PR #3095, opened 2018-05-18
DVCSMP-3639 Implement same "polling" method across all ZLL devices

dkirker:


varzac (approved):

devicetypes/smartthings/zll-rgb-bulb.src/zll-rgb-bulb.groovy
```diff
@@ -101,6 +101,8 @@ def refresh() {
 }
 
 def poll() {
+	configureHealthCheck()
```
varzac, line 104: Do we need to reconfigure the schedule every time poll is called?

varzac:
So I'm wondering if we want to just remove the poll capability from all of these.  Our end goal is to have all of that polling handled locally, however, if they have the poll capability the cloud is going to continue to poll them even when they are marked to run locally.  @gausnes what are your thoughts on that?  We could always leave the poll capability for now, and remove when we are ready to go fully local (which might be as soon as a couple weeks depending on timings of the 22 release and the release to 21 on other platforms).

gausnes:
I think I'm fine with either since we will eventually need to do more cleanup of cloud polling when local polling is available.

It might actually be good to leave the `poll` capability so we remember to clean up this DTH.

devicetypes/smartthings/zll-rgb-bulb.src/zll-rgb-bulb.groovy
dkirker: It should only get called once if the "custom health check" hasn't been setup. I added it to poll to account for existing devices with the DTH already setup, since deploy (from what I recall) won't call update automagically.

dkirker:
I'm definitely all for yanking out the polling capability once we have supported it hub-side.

==

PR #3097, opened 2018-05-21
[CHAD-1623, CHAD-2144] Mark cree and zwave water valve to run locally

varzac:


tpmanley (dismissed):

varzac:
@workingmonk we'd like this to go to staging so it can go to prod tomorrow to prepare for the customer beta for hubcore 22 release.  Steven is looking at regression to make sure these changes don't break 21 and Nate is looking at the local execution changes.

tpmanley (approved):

## Exercise goal
Read the entries and show each line that mentions "gausnes".

## Your response
So I'm wondering if we want to just remove the poll capability from all of these.  Our end goal is to have all of that polling handled locally, however, if they have the poll capability the cloud is going to continue to poll them even when they are marked to run locally.  @gausnes what are your thoughts on that?  We could always leave the poll capability for now, and remove when we are ready to go fully local (which might be as soon as a couple weeks depending on timings of the 22 release and the release to 21 on other platforms).
gausnes:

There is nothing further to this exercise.